## Your goal
Find the string "caller" in the records. Copy every line it appears in.

## Saved entries
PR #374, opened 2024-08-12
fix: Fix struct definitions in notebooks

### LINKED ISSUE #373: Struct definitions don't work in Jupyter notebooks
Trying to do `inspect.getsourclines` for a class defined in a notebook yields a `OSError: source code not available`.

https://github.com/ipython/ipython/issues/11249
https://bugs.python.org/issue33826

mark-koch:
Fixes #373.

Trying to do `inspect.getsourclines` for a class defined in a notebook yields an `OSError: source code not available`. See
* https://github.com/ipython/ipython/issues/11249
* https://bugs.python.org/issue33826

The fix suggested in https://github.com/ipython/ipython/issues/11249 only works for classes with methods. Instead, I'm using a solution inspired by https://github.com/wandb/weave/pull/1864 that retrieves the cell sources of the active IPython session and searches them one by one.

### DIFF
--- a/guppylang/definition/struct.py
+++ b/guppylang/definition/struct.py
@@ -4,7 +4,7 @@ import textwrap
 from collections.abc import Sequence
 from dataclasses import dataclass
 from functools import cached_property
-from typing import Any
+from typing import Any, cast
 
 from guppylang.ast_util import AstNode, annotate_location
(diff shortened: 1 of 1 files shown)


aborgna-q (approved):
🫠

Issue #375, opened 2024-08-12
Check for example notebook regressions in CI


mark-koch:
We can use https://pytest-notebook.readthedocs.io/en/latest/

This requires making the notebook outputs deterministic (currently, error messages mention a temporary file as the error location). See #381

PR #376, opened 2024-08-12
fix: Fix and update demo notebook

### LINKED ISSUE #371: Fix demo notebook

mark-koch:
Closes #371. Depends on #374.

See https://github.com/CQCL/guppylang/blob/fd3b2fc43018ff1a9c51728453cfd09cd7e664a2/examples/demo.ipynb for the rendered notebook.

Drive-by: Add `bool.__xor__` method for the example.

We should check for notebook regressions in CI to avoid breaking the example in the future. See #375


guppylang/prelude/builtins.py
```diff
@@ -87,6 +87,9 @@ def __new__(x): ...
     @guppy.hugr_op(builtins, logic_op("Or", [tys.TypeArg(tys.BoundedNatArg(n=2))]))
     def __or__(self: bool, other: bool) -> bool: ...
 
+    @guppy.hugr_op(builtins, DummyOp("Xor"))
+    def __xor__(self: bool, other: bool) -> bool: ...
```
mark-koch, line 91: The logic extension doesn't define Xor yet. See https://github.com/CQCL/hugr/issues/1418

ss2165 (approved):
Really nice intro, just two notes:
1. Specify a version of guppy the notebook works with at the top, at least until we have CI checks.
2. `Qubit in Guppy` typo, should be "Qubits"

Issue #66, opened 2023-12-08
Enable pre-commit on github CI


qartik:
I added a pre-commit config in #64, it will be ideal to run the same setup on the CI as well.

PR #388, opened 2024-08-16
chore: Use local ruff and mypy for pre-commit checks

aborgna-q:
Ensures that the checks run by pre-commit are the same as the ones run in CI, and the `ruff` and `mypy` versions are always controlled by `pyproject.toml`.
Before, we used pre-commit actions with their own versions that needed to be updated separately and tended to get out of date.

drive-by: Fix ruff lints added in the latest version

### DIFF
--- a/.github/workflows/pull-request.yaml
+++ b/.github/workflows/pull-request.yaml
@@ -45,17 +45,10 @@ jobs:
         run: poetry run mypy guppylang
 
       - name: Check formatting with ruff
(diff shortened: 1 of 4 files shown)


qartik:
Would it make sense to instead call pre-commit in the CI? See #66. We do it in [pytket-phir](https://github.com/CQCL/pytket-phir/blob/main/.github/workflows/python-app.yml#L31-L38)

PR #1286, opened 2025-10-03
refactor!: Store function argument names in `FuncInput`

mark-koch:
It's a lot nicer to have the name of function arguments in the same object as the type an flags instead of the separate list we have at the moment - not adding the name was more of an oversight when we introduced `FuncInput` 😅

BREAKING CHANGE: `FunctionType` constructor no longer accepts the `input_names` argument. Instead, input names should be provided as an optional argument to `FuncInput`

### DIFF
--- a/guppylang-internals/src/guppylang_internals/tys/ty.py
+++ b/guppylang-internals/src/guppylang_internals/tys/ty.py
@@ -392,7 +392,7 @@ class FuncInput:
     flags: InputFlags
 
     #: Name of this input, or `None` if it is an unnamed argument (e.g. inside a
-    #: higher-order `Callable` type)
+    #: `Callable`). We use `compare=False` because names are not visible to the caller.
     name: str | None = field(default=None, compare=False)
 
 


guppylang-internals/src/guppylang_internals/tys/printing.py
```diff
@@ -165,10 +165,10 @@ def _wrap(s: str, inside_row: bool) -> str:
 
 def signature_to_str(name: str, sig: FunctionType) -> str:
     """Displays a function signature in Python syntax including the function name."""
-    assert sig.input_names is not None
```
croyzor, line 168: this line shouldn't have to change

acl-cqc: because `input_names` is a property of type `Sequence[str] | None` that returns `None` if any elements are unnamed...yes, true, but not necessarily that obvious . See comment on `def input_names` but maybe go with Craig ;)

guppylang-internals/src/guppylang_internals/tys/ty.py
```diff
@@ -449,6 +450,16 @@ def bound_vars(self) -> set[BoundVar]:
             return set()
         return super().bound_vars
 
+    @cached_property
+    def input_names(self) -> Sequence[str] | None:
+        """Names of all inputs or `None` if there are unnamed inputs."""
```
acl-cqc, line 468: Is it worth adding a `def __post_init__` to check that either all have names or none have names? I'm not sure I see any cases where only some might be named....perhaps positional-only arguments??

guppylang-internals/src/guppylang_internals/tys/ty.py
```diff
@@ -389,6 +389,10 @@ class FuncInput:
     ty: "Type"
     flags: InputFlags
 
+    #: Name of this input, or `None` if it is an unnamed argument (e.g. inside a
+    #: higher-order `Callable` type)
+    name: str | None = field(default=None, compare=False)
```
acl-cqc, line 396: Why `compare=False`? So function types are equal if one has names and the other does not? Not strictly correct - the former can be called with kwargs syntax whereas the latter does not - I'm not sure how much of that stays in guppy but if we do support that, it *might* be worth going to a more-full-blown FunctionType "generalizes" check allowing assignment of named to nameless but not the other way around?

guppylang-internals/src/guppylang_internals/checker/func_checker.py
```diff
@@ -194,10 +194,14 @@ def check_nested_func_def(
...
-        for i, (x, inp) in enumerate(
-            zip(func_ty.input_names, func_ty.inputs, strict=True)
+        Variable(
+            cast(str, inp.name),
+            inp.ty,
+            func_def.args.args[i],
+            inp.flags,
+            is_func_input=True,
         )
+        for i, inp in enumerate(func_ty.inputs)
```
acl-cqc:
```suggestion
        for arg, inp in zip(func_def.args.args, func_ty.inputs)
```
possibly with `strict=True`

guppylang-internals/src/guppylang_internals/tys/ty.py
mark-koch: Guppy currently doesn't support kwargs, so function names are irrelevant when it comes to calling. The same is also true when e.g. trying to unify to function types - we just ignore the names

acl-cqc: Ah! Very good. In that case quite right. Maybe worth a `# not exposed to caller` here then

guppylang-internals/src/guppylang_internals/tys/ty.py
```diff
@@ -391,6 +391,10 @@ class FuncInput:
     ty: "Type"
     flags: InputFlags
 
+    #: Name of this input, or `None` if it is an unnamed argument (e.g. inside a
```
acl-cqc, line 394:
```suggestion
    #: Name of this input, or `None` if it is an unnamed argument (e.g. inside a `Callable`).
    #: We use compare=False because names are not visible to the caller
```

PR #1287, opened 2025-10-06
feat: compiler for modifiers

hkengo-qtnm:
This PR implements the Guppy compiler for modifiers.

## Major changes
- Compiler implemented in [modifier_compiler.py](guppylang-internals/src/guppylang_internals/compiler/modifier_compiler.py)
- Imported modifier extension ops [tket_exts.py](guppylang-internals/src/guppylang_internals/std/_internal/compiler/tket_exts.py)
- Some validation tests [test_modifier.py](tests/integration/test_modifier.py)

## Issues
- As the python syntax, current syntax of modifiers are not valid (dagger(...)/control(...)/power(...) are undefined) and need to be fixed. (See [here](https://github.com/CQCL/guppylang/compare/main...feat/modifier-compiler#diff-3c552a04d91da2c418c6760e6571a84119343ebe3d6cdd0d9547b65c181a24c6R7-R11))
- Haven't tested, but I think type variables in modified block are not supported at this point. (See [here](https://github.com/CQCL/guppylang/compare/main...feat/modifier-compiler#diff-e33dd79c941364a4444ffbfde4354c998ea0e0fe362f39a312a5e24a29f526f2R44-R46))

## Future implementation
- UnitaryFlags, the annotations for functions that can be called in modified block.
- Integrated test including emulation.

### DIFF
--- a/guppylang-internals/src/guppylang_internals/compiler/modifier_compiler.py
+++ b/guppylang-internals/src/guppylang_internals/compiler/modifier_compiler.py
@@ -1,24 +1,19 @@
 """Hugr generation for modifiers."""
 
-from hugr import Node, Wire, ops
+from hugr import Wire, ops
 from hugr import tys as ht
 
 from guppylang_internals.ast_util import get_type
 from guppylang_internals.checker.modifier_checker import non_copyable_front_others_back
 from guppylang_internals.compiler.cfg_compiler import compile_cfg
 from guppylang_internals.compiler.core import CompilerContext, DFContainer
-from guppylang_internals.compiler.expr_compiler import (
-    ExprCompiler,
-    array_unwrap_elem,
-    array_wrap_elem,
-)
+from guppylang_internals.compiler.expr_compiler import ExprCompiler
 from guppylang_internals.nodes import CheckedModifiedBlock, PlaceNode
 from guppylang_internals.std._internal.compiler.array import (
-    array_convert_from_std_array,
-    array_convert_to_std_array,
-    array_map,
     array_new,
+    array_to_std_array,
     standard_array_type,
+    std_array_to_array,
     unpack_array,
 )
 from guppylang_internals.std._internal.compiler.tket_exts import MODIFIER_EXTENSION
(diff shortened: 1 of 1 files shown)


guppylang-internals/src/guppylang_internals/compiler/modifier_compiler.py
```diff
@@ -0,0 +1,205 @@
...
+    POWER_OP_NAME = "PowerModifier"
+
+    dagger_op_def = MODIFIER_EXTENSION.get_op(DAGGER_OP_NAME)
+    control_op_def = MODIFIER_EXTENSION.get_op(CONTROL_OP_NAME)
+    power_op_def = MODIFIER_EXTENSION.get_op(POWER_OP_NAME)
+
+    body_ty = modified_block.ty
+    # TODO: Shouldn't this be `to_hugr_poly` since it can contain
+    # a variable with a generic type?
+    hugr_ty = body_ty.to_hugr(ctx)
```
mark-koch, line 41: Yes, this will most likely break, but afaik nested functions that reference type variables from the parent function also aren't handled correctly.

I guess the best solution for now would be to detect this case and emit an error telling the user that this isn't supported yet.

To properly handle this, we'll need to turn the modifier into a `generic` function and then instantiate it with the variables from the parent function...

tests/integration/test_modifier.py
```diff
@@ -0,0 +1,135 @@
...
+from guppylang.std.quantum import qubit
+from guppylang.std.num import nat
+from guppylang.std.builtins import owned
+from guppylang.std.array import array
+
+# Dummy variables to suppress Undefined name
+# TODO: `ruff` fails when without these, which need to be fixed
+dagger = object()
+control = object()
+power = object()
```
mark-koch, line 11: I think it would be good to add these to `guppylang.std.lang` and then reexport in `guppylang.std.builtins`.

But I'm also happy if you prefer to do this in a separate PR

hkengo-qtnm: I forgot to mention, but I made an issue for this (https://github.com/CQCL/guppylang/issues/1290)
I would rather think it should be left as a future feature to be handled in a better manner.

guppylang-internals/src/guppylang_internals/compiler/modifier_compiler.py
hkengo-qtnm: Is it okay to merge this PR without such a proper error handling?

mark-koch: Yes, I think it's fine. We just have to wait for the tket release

## Task response
+    #: `Callable`). We use `compare=False` because names are not visible to the caller.
acl-cqc: Ah! Very good. In that case quite right. Maybe worth a `# not exposed to caller` here then
    #: We use compare=False because names are not visible to the caller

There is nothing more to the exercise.